What you should do: Whenever the word "being" shows up in a line of the data, copy that line.

☆ ☆ ☆ ☆

PR #18, opened 2021-11-10
Exclude disks that contains longhorn in their busPath

weihanglo:
`ContainsIgnoredCase` is actually `MatchesIgnoredCase`, so we create
another `MatchesIgnoredCase` to do the real job.

This PR also includes a tiny fix for updating the right blockdevice.

### DIFF
--- a/pkg/filter/filter_test.go
+++ b/pkg/filter/filter_test.go
@@ -275,8 +275,8 @@ func Test_vendorFilter(t *testing.T) {
 		{
 			name: "longhorn bus path",
 			given: input{
-				disk:    &block.Disk{Vendor: "yourvendor", BusPath: "longhorn"},
-				vendors: []string{"longhorn"},
+				disk:    &block.Disk{BusPath: "ip-10.52.0.122:3260-iscsi-iqn.2019-10.io.longhorn:pvc-ab9af96e-60ef-400f-84f7-2f6eab68ab56-lun-1"},
+				vendors: []string{"LongHorN"},
 			},
 			expected: true,
 		},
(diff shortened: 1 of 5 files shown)


pkg/filter/filter_test.go
```diff
@@ -276,7 +276,7 @@ func Test_vendorFilter(t *testing.T) {
 			name: "longhorn bus path",
 			given: input{
 				disk:    &block.Disk{Vendor: "yourvendor", BusPath: "longhorn"},
-				vendors: []string{"longhorn"},
+				vendors: []string{"ip-10.52.0.122:3260-iscsi-iqn.2019-10.io.longhorn:pvc-ab9af96e-60ef-400f-84f7-2f6eab68ab56-lun-1"},
```
johnliu55tw, line 279: I think we should move this `ip-10.52.0.122:3260-iscsi-iqn.2019-10.io.longhorn:pvc-ab9af96e-60ef-400f-84f7-2f6eab68ab56-lun-1` string to the `BusPath` above as this is the BusPath of the disk? The `vendors` should be the strings provided by users.

pkg/util/util.go
```diff
@@ -42,11 +42,20 @@ func GetDiskPartitionPath(devicePath string, partitionNum int) string {
...
 		if strings.EqualFold(e, k) {
 			return true
 		}
 	}
 	return false
 }
+
+func ContainsIgnoredCase(s []string, k string) bool {
+	for _, e := range s {
+		if strings.Contains(e, k) {
```
johnliu55tw, line 56: - We need to swap the order of `k` and `e`, as the second argument of `Contains` is the substring to be checked.
- `Contains` is case-sensitive. Might need to tweak this function a bit to make it case-insensitive.

weihanglo: Fixed. Sorry for the rush.

johnliu55tw (approved):
LGTM

guangbochen (approved):

PR #19, opened 2021-11-29
New `pathTypeFilter` to exclude BIOS boot partition

weihanglo:
Related: harvester/harvester#1382, harvester/harvester#1241

## Solution

Introduce a new `pathTypeFilter`.

Partition like BIOS boot in GPT scheme should not be provisioned.
So do the parent disk of that partition. Thus, if any partition matches
excluded parttype, both the partition and its parent disk get excluded.

### DIFF
--- a/pkg/block/block.go
+++ b/pkg/block/block.go
@@ -34,6 +34,7 @@ type Partition struct {
 	Label             string                  `json:"label"`
 	SizeBytes         uint64                  `json:"size_bytes"`
 	UUID              string                  `json:"uuid"` // This would be volume UUID on macOS, PartUUID on linux, empty on Windows
+	PartType          string                  `json:"part_type"`
 	DriveType         block.DriveType         `json:"drive_type"`
 	StorageController block.StorageController `json:"storage_controller"`
 	FileSystemInfo    FileSystemInfo          `json:"file_system_info"`
--- a/pkg/block/block_device.go
+++ b/pkg/block/block_device.go
@@ -273,6 +273,7 @@ func diskPartition(ctx *context.Context, paths *linuxpath.Paths, disk, fname str
 	du := GetDiskUUID(fname, string(PartUUID))
 	driveType, storageController := diskTypes(fname)
 	label := GetFileSystemLabel(fname)
+	partType := GetPartType(fname)
 	return &Partition{
 		Name:      fname,
 		Label:     label,
@@ -283,6 +284,7 @@ func diskPartition(ctx *context.Context, paths *linuxpath.Paths, disk, fname str
 			IsReadOnly: ro,
 		},
 		UUID:              du,
+		PartType:          partType,
 		DriveType:         driveType,
 		StorageController: storageController,
 	}
--- a/pkg/block/util.go
+++ b/pkg/block/util.go
@@ -9,21 +9,7 @@ import (
 )
 
 func GetParentDevName(devPath string) (string, error) {
-	if !strings.HasPrefix(devPath, "/dev") {
-		devPath = "/dev/" + devPath
-	}
-	args := []string{
-		"lsblk",
-		"-no",
-		"pkname",
-		devPath,
-	}
-	out, err := exec.Command(args[0], args[1:]...).Output()
-	if err != nil {
-		return "", fmt.Errorf("failed to get parent disk, %s", err.Error())
-	}
-
-	return strings.TrimSuffix(string(out), "\n"), nil
+	return lsblk(devPath, "pkname")
 }
 
 func HasPartitions(disk *Disk) bool {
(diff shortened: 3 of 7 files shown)


weihanglo:
Tested from my custom build. There is no blockdevice exist.

image

guangbochen (approved):
LGTM

pkg/block/util.go
```diff
@@ -9,45 +9,43 @@ import (
...
 	}
 	out, err := exec.Command(args[0], args[1:]...).Output()
 	if err != nil {
-		logrus.Warnf("failed to get filesystem label for device %s, %s", devPath, err.Error())
-		return ""
-	}
-	splited := strings.SplitN(string(out), "\n", 2)
-	if len(splited) > 0 {
-		return splited[0]
+		return "", fmt.Errorf("failed to get filesystem label for device %s, %s", devPath, err.Error())
```
johnliu55tw, line 47: Since this is a general function to execute `lsblk`, I think we also need to generalize this error message.

pkg/filter/part_type_filter.go
```diff
@@ -0,0 +1,57 @@
...
+		}
+	}
+	return &Filter{
+		Name:       partTypeFilterName,
+		PartFilter: f,
+		DiskFilter: &diskPartTypeFilter{filter: f},
+	}
+}
+
+// Match returns true if partitionn matches given part types.
```
johnliu55tw, line 41: Typo
```suggestion
// Match returns true if partition matches given part types.
```

weihanglo: Nice catch. Updated.

pkg/block/util.go
weihanglo: Rebased and Updated. Thanks for the catch!

johnliu55tw (approved):
LGTM

pkg/block/util.go
```diff
@@ -9,45 +9,43 @@ import (
...
 
 func GetFileSystemLabel(devPath string) string {
+	result, err := lsblk(devPath, "label")
+	if err != nil {
+		logrus.Warnf(err.Error())
+	}
+	return result
+}
+
+func GetPartType(devPath string) string {
```
w13915984028, line 27: As "`lsblk`" may return "", err, but `GetPartType`, `GetFileSystemLabel `all only log the error, still return result ("")

the caller `diskPartition `will return a Partition with many areas blank to the upper caller ( the `controller`)

is it proper to skip those potential errors?

pkg/block/block_device.go
```diff
@@ -273,6 +273,7 @@ func diskPartition(ctx *context.Context, paths *linuxpath.Paths, disk, fname str
 	du := GetDiskUUID(fname, string(PartUUID))
```
w13915984028, line 273: Not relate to this commit, but a general doubt here:

```
func diskPartition(ctx *context.Context, paths *linuxpath.Paths, disk, fname string) *Partition {
	size := partitionSizeBytes(paths, disk, fname)
	mp, pt, ro := partitionInfo(ctx, paths, fname)
	...
```

`diskPartition `will skip all potential errors, e.g. following, return a partition with maybe blank/partial correct information, can it be checked and adjusted by the upper caller controller later?

```
431 func partitionSizeBytes(paths *linuxpath.Paths, disk string, part string) uint64 {
432         path := filepath.Join(paths.SysBlock, disk, part, "size")
433         contents, err := ioutil.ReadFile(path)
434         if err != nil {
435                 return 0
436         }
437         size, err := strconv.ParseUint(strings.TrimSpace(string(contents)), 10, 64)
438         if err != nil {
439                 return 0
440         }
441         return size * sectorSize
442 }
```

pkg/block/block.go
```diff
@@ -34,6 +34,7 @@ type Partition struct {
 	Label             string                  `json:"label"`
 	SizeBytes         uint64                  `json:"size_bytes"`
 	UUID              string                  `json:"uuid"` // This would be volume UUID on macOS, PartUUID on linux, empty on Windows
+	PartType          string                  `json:"part_type"`
```
w13915984028, line 37: Suggest to use "PartitionType" instead of "PartType", and all related parts.

pkg/block/util.go
weihanglo: In general, I don't think we can skip those errors. They should propagate up to the controller. Will address it in the following update.

pkg/block/block_device.go
weihanglo: The same. This need a code refactor. Thank for your advice!

guangbochen:
@w13915984028 would be nice if u can submit an enhancement PR of those flaws and assign @weihanglo to review, cheers.

PR #20, opened 2021-12-01
Fix reconcile enqueue

weihanglo:
Related: harvester/harvester#1599

Callback reenqueue: node-disk-manager migth be deployed earlier than Longhorn. Thus, if NDM cannot find longhorn node to provision, it should re-enqueue the callback after 15s.

## Test Plan

Refer to harvester/harvester#1599. 

You can 

1. deploy the first node, and then 
2. change the `--auto-provision-filter` arg for demonset/harvester-node-disk-manager to whatever you want to provision. 
3. Last, create a new join-cluster with disks matching that auto-provision pattern.


guangbochen (approved):
LGTM, seems like a reasonable fix, and would prefer to squeeze it into the rc1 release, what do u guys think?

johnliu55tw (approved):
LGTM

PR #21, opened 2021-12-07
Exclude disk whose driver type is neither HDD nor SSD

weihanglo:
Supposed this won't change over time, so I hard-coded this filter. 

Related: https://github.com/harvester/harvester/issues/1623#issuecomment-985108607


johnliu55tw (approved):

guangbochen (approved):
LGTM

PR #22, opened 2021-12-07
Two-phase disk unprovision 

weihanglo:
Related: harvester/harvester#1334

## Solution

Introduce Two-phase disk unprovision to prevent from data loss when user tries to remove a disk. (previously we remove disk immediately)

The new status indicates the provision phase of the device with
a Longhorn node. It's an enum type with three variants:

- `Provisioned`: Device is provisioned onto a Longhorn node as
  a disk. Longhorn replicas should be safe to schedule on it.
- `Unprovisioning`: The related disk of the device is under eviction
  from a Longhorn node. Once all replicas get evicted, the related
  disk would be removed from the node.
- `NotProvisioned`: The device is not provisioned at all. Might be
  possible to provision as a disk again.

The flow is simple:

1. User unprovisions the device/disk from the node by specifying
   `blockdevice.spec.fileSystem.provisioned = false`
2. NDM detects that a device/disk need to unprovision. To prevent
   data loss, NDM sets `evictionRequested = true`, 
   `allowScheduling = false` and disk tag `harvester-ndm-disk-remove` on the relevant disk on the longhorn
   node for rescheduling replicas to other disks. Meanwhile, the
   `blockdevice.status.provisionPhase` becomes `Unprovisioning`.
3. Once `scheduledReplica` of the disk is empty, NDM then safely
   removes the disk from the longhorn node.
   `blockdevice.status.provisionPhase` is then back to `NotProvisioned`.

## Test Plan

1. Create a 3-node cluster
2. Update blockdevice CRD and image of NDM daemonset
3. Attach some disk on a node, and then add disk onto the node in Harvester UI.
4. Create a VM and make sure your volume replicas is scheduled on the new disk (you can check it via Longhorn UI)
5. Go to node edit page and now remove the disk
6. Observe the blockdevice, you will see the phase transit from `Provisioned` to `Unprovisioning` to `NotProvisioned`. You can also check the Longhorn UI. The disk will first evict requested and not schedulable. Then it will be removed.

## TODO

- [ ] I guess the Havester UI need relevant updates?
- [ ] Update harvester/charts. Don't forget to update CRDs manifest.


pkg/controller/node/node.go
```diff
@@ -35,10 +37,48 @@ func Register(ctx context.Context, nodes ctllonghornv1.NodeController, bds ctldi
 		BlockDeviceCache: bds.Cache(),
 	}
 
+	nodes.OnChange(ctx, blockDeviceNodeHandlerName, c.OnNodeChange)
 	nodes.OnRemove(ctx, blockDeviceNodeHandlerName, c.OnNodeDelete)
 	return nil
 }
 
+func (c *Controller) OnNodeChange(key string, node *longhornv1.Node) (*longhornv1.Node, error) {
```
guangbochen, line 45: IIRC, longhorn reconciles its nodes in every 10s, so it is kind of resource-consuming to list and watch the node on change, can we consider moving the business logic to the BD side?

weihanglo: Sure. Off my head I can think of one solution: In blockdevice controller, `enqueueAfter` the blockdevice being unprovisioning to check whether or not the disk is removed. Does this sounds reasonable?

weihanglo: Updated. Thanks!

pkg/controller/blockdevice/controller.go
```diff
@@ -723,3 +757,14 @@ func (c *Controller) ApplyAutoProvisionFiltersForDisk(disk *block.Disk) bool {
 	}
 	return false
 }
+
+func (c *Controller) migrate(device *diskv1.BlockDevice) (*diskv1.BlockDevice, error) {
+	fs := device.Spec.FileSystem
+	phase := device.Status.ProvisionPhase
+	if phase == "" && fs.Provisioned {
```
johnliu55tw, line 764: Maybe we also have to migrate BlockDevice without the `ProvisionPhase` field?

pkg/controller/blockdevice/controller.go
```diff
@@ -537,33 +544,60 @@ func (c *Controller) removeDeviceFromNode(device *diskv1.BlockDevice) error {
 		return err
 	}
 
-	if _, ok := node.Spec.Disks[device.Name]; !ok {
-		logrus.Debugf("disk %s not found in disks of longhorn node %s/%s", device.Name, c.Namespace, c.NodeName)
-		msg := fmt.Sprintf("Disk not found in longhorn node `%s`", c.NodeName)
+	diskToRemove, ok := node.Spec.Disks[device.Name]
+	if !ok {
+		logrus.Debugf("disk %s not in disks of longhorn node %s/%s", device.Name, c.Namespace, c.NodeName)
```
johnliu55tw, line 549: Nit: I'd prefer to log error messages like this with `logrus.Errorf` so it's easier to trace the issue from Pod logs.

weihanglo: Updated. The disk would be umounted as well after unprovision finished.

johnliu55tw (approved):
LGTM

guangbochen (approved):
LGTM, but there are some known limitations of this backend implementation, we will need to add doc to ask the admin user to check more details via the Longhorn UI if any unexpected issue occurs:
- `UnProvisioning` will be pending forever if there is not sufficient disk space.
-  may consider allowing users to disable disk eviction on the next version.

cc @n313893254 we also need to show the status of`provisionPhase` of the blockDevice on the UI`.
image

PR #23, opened 2021-12-21
Phases for formatting, partitioning, mounting and provisioning

weihanglo:
## Problem

Related issue: harvester/harvester#1718

To prevent re-entry of critical sections in blockdevices reconcilation, introduce phases for those criticial operations, including

- Partitioning (on disk)
- Formatting (on partition)
- Mounting (on partition with a filesystem)
- Provisioning (on partition with a mounted filesystem)

Be aware of that when current phase is a `verb-ing`, blockdevice cannot perform any further operation. This is enforce in the reconcilation logic.

node-disk-manager-phase-transition

## Changes

- ❗ **Remove `NDM_AUTO_GPT_GENERATE` related env and flag**: If user wants to provision a disks without WWN or GPT partition, they need to create GPT partition first.
- ❗ **Remove `Spec.Filesystem.MountPoint`**: Use `Filesystem.Provisioned` instead to determine whether a provision is needed. The mount point now is an implementation detail and not configuralble.
- ❗ **Refactor the whole logic of blockdevice reconcilation**: Basically, we use a simple state machine pattern as the source of truths to determine which phase the blockdevice is. Also, we're not rely on `Status.DeviceStatus.FileSystem` anymore since it might be quite outdated, we now consult the system directly.
- 💅🏾 **Extract scan/filter logic out from blockdevice controller**: Tidy up the mess inside blockdevice controller. The new Scanner struct can be reuse in udev as well.

### KVM/libvirt env

> Note: You can attach disks via either commandline or virt-manager GUI, but you need to attach it with SCSI/IDE controller. That's because virtual disk in libvirt cannot be attached with a WWN.

1. Create a harvester cluster
2. Create a disk (cmd: `qemu-img create /path/to/disk.img 10G`)
3. Attach the disk to a node (cmd: `virsh attach-disk <vm-name> /path/to/disk.img sda --config --live --wwn 10000000c9b0513a`)
4. Head to dashboard **Hosts** > **Edit Config** > **Disks**. Then select any disk/partition to provision it.
5. Verify the provision succeeds.
6. Unprovision the disk via command (UI is not ready yet): `kubectl -n longnhorn edit bd`. Then find the resource of the blockdevice then set `spec.fileSystem.mountPoint = ""`.
7. Verify the disk is unprovisioned and unmounted.
8. Detach the disk (cmd: `virsh detach-disk harv-0 sdd --config --live`)
9. Verify the device is gone in both system and k8s blockdevice.

## TODO: UI change 

Note that multiple [conditions](https://github.com/harvester/node-disk-manager/pull/23/files#diff-adc97552573a07a88e490d13b406223be2bf84fc8cbda3f0bdee4b49ffae1471R10-R15) and [phase](https://github.com/harvester/node-disk-manager/pull/23/files#diff-adc97552573a07a88e490d13b406223be2bf84fc8cbda3f0bdee4b49ffae1471R230-R243) are added. Please read the changes if you want to display them.

#### `blockdevice.spec.fileSystem.mountPoint` has been removed.

The frontend does not need to provide mountpoint in order to provision a disk. 

- [ ] Setting `spec.fileSystem.provisioned = true` is sufficient to provision a disk
- [ ] Setting `spec.fileSystem.provisioned = true` is sufficient to trigger an unprovision.
- [ ] Remove mountpoint input field during editing. Users do not need to know that value when provisioned. This is the implementation detail.

#### Multiple new `blockdevice.status.provisionPhase` is added

When `spec.fileSystem.provisioned == true`, the system would start to provision given device. The frontend should:

- [ ] For blockdevice with partition type, prevent user from manipulate the blockdevice until the `status.provisionPhase == Provisioned`
- [ ] For blockdevice with disk type, once user specifies `spec.fileSystem.provisioned = true` then the user cannot do any further manipulation on it.
- [ ] **optional**: Display the current phase in the UI.
- [ ] Check `status.conditions.formatted` to determine if the device has been forced formatted or not. Do not let user format the device if it has been.

When `spec.fileSystem.provisioned == false`, that means the system would try to unprovision the device. The frontend should: (on applicable to device with provision type)

- [ ] For blockdevice with partition type, prevent user from manipulate the blockdevice until the `status.provisionPhase == Formatted`

## TODO: Others

- [ ] Need to update CRD manifest in relevant NDM chart and bump a version
- [ ] Support request burst control when multiple formatting happen simultaneously. #25
- [ ] Use filesystem UUID to determine which filesystem info to retrieve #24


weihanglo:
A glimpse of the new log messages:

```log
time="2021-12-23T07:10:35Z" level=info msg="Start GPT partition for e9a03081906692ecbff85a9c761f3028"
time="2021-12-23T07:10:35Z" level=info msg="Await GPT partition for e9a03081906692ecbff85a9c761f3028"
time="2021-12-23T07:10:35Z" level=info msg="make gpt partition of device /dev/sdc"
time="2021-12-23T07:10:35Z" level=info msg="Finished GPT partitioning for e9a03081906692ecbff85a9c761f3028"
time="2021-12-23T07:10:35Z" level=info msg="Add new block device dd40a9cb0e38604e52fff9484eaa2a9e with device: /dev/sdc1"
time="2021-12-23T07:10:35Z" level=info msg="Start formatting for dd40a9cb0e38604e52fff9484eaa2a9e"
time="2021-12-23T07:10:35Z" level=info msg="make ext4 format of the device /dev/sdc1"
time="2021-12-23T07:10:35Z" level=info msg="Await formating for dd40a9cb0e38604e52fff9484eaa2a9e"
time="2021-12-23T07:10:35Z" level=info msg="Update existing block device status dd40a9cb0e38604e52fff9484eaa2a9e with devPath: /dev/sdc1"
time="2021-12-23T07:10:35Z" level=info msg="Await formating for dd40a9cb0e38604e52fff9484eaa2a9e"
time="2021-12-23T07:10:35Z" level=info msg="Finished formatting dd40a9cb0e38604e52fff9484eaa2a9e"
time="2021-12-23T07:10:35Z" level=info msg="Start mounting dd40a9cb0e38604e52fff9484eaa2a9e on /var/lib/harvester/extra-disks/e9a03081906692ecbff85a9c761f3028"
time="2021-12-23T07:10:35Z" level=info msg="Await mounting dd40a9cb0e38604e52fff9484eaa2a9e on /var/lib/harvester/extra-disks/e9a03081906692ecbff85a9c761f3028"
time="2021-12-23T07:10:35Z" level=info msg="Finished mounting dd40a9cb0e38604e52fff9484eaa2a9e"
time="2021-12-23T07:10:35Z" level=info msg="Start provisioning dd40a9cb0e38604e52fff9484eaa2a9e on /var/lib/harvester/extra-disks/e9a03081906692ecbff85a9c761f3028"
time="2021-12-23T07:10:35Z" level=info msg="Finished provisioning dd40a9cb0e38604e52fff9484eaa2a9e on /var/lib/harvester/extra-disks/e9a03081906692ecbff85a9c761f3028"
```

pkg/controller/blockdevice/controller.go
```diff
@@ -682,76 +441,45 @@ func (c *Controller) OnBlockDeviceDelete(key string, device *diskv1.BlockDevice)
...
+			logrus.Debugf("disk %s not found in disks of longhorn node %s/%s", bd.Name, c.namespace, c.nodeName)
 			continue
 		}
-		existingMount := bd.Status.DeviceStatus.FileSystem.MountPoint
-		if existingMount != "" {
-			if err := disk.UmountDisk(existingMount); err != nil {
-				logrus.Warnf("cannot umount disk %s from mount point %s, err: %s", bd.Name, existingMount, err.Error())
+		filesystem := c.scanner.BlockInfo.GetFileSystemInfoByDevPath(bd.Spec.DevPath)
+		if filesystem.MountPoint != "" {
+			if err := disk.UmountDisk(filesystem.MountPoint); err != nil {
```
w13915984028, line 466: Is it OK to skip UmountDisk() failure?

pkg/controller/blockdevice/controller.go
```diff
@@ -4,509 +4,337 @@ import (
...
+	} else {
+		c.unmountFilesystem(bd, fs)
 	}
+}
 
-	// create a GUID partition table with a single partition only
-	if err := disk.MakeGPTPartition(device.Spec.DevPath); err != nil {
-		return device, err
+func (c *Controller) unmountFilesystem(bd *diskv1.BlockDevice, fs *block.FileSystemInfo) {
+	cmdErr := disk.UmountDisk(fs.MountPoint)
```
w13915984028, line 286: check cmdErr first

pkg/controller/blockdevice/controller.go
```diff
@@ -4,509 +4,337 @@ import (
...
-	// Update the single partition block device to start force formatting
-	toUpdate := bd.DeepCopy()
-	toUpdate.Spec.FileSystem.Provisioned = filesystem.Provisioned
-	toUpdate.Spec.FileSystem.MountPoint = filesystem.MountPoint
-	toUpdate.Spec.FileSystem.ForceFormatted = true
-	diskv1.DeviceFormatting.SetStatusBool(toUpdate, true)
-	diskv1.DeviceFormatting.Message(toUpdate, fmt.Sprintf("formatting disk partition %s with ext4 filesystem", toUpdate.Spec.DevPath))
-	if _, err := c.Blockdevices.Update(toUpdate); err != nil {
-		return device, err
+func (c *Controller) mountFilesystem(bd *diskv1.BlockDevice, fs *block.FileSystemInfo) {
```
w13915984028, line 307: check cmdErr first

pkg/controller/blockdevice/controller.go
```diff
@@ -4,509 +4,337 @@ import (
...
 
-// forceFormatPartition simply formats the partition to ext4 filesystem
-//
-// - umount the block device if it is mounted
-// - create ext4 filesystem formatting of the single partition
-func (c *Controller) forceFormatPartition(device *diskv1.BlockDevice) (*diskv1.BlockDevice, error) {
-	if device.Status.DeviceStatus.Details.DeviceType != diskv1.DeviceTypePart {
-		return device, fmt.Errorf("device %s is not a partition", device.Name)
+func (c *Controller) formatPartition(bd *diskv1.BlockDevice) {
+	cmdErr := disk.MakeExt4DiskFormatting(bd.Spec.DevPath)
```
w13915984028, line 253: When `MakeExt4DiskFormatting ` failure, still needs to update condition, e.g. set condition to init and update self, allow reconcile. Otherwise, the bd may stuck in "formatting" state

w13915984028:
The mechanism like "state machine" is used to handle hardware processing state, a couple of consideration points:
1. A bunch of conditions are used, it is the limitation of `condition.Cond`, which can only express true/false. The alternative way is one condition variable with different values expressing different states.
PR #25, opened 2022-01-18
[WIP] Limit max number of the concurrent format effect

weihanglo:
Related: https://github.com/harvester/harvester/issues/1831
Wait for #23 to be merged

This is not a fancy concurrent control mechanism. We are not using any concurrent primitives here but it works.

## Test plan

1. Create a disk and partition it to 6+ partitions (in terminal CLI)
2. `kubectl edit -n longhorn-system bd` and edit all partition with `spec.fileSystem = { partitioned: true, forceFormatted: true }` at once.
3. Observe the change of these blockdevice. Since the max concurrent count is 5 at this moment, you shall see some blockdevice are not started formatting in the first pass.
4. Finally, you shall see all blockdevice provisioned.


weihanglo:
Close since the design is totally different. Need to start over.

PR #26, opened 2022-01-19
Support raw block devices provision

weihanglo:
Related: https://github.com/harvester/harvester/issues/1839

Add support to provision raw blocks directly but maintain the ability to provision partitions.

- 58aacbae68295409b8b604ed1f0f0ea99b9efda6 **Remove auto-gpt-generate flag**: We do not provide this feature anymore. Devices are required to have WWN attached in order to uniquely identify by NDM.
- 3fb3e4bdd28789605d41de552c58273af23d4f3f **Remove the auto partition logic**: Raw block device can now be provisioned by NDM to Longhorn directly.
- e1444ae72990965921a17ba74b71ad9d46c918fc **Retrieve realtime filesystem info from OS**: NDM does not rely on CR status anymore to determine filesystem status. Instead, it queries the info from OS directly.
- 43ba0430076e7694bf444522c6b09b817f1c90e3 **Get real devpath from persistent device property**: In #24, NDM started retrieving filesystem info from filesystem UUID. This commit reverts a part of that logic. It's caller's responsibility to provide a correct devPath to `GetFileSystemInfoByDevPath`. In this commit, NDM therefore resolves the real devPath from persistent devPath before calling `GetFileSystemInfoByDevPath`. The `by-id` naming rules is defined in `/usr/lib/udev/rules.d/60-persistent-storage.rules`

#### Raw block device

1. Build NDM and patch the image of daemonset controller
2. Attach a raw block device to the node
3. `kubectl -n longhorn-system edit bd` and set `spec.fileSystem = { provisioned: true, forceFormatted: true, mountPoint: "/path/to/any/valid/mount/point" }`
4. The raw block device shall be schedulable as longhorn disk as a whole (without any partition) and is in `provisioned` phase
5. Set `spec.fileSystem.mountPoint = ""`, the device should be back to `Unprovisioned` phase

#### Partitions

1. Build NDM and patch the image of daemonset controller
2. Attach a raw block device to the node. Then partition the disk into multiple partitions, say, two.
3. `kubectl -n longhorn-system edit bd` and set `spec.fileSystem = { provisioned: true, forceFormatted: true, , mountPoint: "/path/to/any/valid/mount/point" } for all partitions`
4. All partitions shall be schedulable as longhorn disk as a whole (without any partition) and is in `provisioned` phase
5. Set `spec.fileSystem.mountPoint = ""` for all partitions. And then they should be back to `Unprovisioned` phase

PR #27, opened 2022-02-07
Fix race condition by updating resouce correctly

weihanglo:
Related issue: https://github.com/harvester/harvester/issues/1718

The root cause of race condition described in harvester/harvester#1718 can be resolved by https://github.com/harvester/harvester/issues/1718#issuecomment-1024114231. Specifically, it is a programming error that forgot to update blockdevice resource after formatting the disk.

This PR also fix the unnecessary update of DeviceMounted condition that causes a infinite update loop.

### Test plan

1. Prepare more than 10 extra disks for you harvester node.
2. Build NDM and update the version of harvester-node-disk-manager to this PR
3. Swipe all data on extra disks.
4. Enable auto-provision on NDM by adding an environment variable of the daemonset controller
  ```yaml
        - name: NDM_AUTO_PROVISION_FILTER
          value: /dev/sd*
  ```
5. Eventually, all disks matching the pattern should be partitioned, formatted and mounted successfully.
6. Check the log with the command `kubectl logs -n harvester-system ds/harvester-node-disk-manager -f`. After all disk being mounted, there should be no logs other than `Scan block devices of node`.

> Note that the partition and format timeout is not handled in this PR. That is a know caveat but does not directly lead to the race condition. We'll address it in the follow-ups.

### DIFF
--- a/pkg/controller/blockdevice/controller.go
+++ b/pkg/controller/blockdevice/controller.go
@@ -305,10 +305,13 @@ func (c *Controller) updateFileSystemStatus(device *diskv1.BlockDevice) error {
 	device.Status.DeviceStatus.FileSystem.MountPoint = filesystem.MountPoint
 
 	if filesystem.MountPoint != "" && filesystem.Type != "" {
-		err := isValidFileSystem(device.Spec.FileSystem, device.Status.DeviceStatus.FileSystem)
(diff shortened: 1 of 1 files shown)


w13915984028 (approved):
LGTM

weihanglo:
Close. Will reopen once #26 got merged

☆ ☆ ☆ ☆

Answer:
weihanglo: Sure. Off my head I can think of one solution: In blockdevice controller, `enqueueAfter` the blockdevice being unprovisioning to check whether or not the disk is removed. Does this sounds reasonable?
6. Check the log with the command `kubectl logs -n harvester-system ds/harvester-node-disk-manager -f`. After all disk being mounted, there should be no logs other than `Scan block devices of node`.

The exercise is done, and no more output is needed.